==== Record set ====

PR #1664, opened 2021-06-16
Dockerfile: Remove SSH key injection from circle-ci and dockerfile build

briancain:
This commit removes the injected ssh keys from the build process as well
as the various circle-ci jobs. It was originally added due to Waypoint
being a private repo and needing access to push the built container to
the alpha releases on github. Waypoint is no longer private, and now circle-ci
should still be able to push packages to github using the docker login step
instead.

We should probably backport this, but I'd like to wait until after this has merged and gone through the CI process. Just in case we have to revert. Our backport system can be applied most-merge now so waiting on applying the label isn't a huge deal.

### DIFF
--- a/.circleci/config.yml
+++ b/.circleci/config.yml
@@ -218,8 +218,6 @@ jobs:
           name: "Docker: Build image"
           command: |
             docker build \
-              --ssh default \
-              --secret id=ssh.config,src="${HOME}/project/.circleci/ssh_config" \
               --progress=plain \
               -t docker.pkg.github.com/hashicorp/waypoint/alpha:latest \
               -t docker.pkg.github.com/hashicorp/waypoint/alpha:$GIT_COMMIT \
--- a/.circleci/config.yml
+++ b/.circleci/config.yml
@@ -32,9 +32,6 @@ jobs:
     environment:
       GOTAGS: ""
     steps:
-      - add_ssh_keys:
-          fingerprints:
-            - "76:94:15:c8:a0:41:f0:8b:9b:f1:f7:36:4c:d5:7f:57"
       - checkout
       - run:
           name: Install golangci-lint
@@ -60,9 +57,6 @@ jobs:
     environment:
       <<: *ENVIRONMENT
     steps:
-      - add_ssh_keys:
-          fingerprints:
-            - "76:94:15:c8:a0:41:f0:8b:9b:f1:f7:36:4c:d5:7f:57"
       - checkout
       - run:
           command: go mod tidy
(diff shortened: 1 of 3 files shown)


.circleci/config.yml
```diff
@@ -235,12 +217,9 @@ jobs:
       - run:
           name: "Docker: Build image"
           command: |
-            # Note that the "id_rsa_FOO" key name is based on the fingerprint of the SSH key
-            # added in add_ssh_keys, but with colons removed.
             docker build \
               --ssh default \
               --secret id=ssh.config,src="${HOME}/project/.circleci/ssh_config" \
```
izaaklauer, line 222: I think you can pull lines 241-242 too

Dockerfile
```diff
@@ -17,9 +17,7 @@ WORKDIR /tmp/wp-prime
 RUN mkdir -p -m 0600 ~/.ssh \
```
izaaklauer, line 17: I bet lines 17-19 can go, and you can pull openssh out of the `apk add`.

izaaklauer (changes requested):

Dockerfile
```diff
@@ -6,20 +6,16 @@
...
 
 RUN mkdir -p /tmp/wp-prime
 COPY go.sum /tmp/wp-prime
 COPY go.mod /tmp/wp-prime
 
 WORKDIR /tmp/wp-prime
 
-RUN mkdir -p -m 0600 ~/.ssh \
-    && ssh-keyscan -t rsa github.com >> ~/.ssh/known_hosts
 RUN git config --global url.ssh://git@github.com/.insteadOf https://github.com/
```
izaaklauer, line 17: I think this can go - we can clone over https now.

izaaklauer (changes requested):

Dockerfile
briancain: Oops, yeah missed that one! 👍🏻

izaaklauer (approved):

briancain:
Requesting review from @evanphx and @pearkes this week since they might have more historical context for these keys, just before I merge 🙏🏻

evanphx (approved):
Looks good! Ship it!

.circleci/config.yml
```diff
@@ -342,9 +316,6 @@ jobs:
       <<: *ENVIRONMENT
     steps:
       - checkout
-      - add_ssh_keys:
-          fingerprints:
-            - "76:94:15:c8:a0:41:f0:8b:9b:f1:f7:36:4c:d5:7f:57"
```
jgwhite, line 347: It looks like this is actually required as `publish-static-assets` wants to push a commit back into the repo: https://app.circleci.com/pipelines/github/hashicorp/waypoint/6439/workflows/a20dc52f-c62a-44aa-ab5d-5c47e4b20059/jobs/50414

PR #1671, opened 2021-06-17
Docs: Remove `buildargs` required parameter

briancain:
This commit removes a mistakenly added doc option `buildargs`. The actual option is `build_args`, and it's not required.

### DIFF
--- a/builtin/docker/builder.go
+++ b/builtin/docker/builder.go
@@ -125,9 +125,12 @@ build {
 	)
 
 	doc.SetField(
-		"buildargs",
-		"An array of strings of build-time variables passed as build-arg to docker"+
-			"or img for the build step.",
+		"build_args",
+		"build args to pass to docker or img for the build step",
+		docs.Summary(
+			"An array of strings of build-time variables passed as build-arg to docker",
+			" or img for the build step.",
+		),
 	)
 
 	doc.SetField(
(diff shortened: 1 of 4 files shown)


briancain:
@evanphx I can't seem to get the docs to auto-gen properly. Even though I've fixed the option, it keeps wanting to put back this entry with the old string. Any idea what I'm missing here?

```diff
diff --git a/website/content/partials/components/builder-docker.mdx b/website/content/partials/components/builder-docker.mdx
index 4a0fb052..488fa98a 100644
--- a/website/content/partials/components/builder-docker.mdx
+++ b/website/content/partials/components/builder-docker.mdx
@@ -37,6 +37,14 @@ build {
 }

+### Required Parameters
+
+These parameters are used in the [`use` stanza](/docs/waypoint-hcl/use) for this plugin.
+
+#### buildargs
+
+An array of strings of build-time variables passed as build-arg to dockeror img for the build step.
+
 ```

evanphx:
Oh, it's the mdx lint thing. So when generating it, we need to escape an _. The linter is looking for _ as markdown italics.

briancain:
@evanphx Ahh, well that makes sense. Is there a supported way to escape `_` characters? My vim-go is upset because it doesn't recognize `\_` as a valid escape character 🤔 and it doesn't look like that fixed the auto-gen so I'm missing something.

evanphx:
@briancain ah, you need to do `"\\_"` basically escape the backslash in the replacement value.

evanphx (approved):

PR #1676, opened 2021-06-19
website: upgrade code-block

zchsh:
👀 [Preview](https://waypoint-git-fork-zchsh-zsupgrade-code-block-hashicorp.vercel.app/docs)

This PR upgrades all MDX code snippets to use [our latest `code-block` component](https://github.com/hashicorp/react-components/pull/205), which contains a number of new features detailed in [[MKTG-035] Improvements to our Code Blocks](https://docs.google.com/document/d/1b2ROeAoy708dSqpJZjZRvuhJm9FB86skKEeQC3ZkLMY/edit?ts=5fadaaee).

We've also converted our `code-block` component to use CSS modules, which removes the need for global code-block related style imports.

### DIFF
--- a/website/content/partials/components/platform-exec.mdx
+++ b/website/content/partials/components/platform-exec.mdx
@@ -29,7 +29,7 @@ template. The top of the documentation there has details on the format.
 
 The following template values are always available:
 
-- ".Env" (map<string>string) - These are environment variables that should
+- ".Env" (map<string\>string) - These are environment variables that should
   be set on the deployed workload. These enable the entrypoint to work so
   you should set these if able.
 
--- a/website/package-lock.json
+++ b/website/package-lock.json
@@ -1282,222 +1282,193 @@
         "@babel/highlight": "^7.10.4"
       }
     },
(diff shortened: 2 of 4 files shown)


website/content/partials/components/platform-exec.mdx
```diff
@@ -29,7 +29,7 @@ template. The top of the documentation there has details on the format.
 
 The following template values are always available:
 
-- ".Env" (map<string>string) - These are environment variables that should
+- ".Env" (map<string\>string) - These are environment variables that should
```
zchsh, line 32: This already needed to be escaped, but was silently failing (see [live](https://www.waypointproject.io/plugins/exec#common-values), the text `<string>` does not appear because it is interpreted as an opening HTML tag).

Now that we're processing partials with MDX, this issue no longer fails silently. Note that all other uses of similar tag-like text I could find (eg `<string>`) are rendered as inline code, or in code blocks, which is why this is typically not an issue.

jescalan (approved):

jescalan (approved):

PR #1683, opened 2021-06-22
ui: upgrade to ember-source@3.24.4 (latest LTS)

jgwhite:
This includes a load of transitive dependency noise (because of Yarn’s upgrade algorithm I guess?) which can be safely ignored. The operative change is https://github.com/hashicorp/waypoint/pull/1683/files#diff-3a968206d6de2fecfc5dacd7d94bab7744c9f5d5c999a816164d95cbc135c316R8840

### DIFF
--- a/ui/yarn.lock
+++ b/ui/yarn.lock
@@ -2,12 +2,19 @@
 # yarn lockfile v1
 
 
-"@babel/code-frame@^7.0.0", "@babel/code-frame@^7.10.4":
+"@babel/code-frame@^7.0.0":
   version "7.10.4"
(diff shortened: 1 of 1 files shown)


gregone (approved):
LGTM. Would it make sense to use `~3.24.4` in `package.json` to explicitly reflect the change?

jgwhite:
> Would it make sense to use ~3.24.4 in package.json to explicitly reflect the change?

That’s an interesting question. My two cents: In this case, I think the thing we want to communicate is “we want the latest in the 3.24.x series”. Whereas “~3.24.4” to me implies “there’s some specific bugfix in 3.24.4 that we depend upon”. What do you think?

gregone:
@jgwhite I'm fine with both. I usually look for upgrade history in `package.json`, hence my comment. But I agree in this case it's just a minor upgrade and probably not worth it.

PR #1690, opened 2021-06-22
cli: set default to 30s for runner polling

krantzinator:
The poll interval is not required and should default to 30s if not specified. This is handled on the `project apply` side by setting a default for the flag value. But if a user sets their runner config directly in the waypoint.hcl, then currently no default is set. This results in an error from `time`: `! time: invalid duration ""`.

====

--- To do ---
Locate all lines in the listing above with the word "Would". Copy them.

--- Completed task ---
LGTM. Would it make sense to use `~3.24.4` in `package.json` to explicitly reflect the change?
> Would it make sense to use ~3.24.4 in package.json to explicitly reflect the change?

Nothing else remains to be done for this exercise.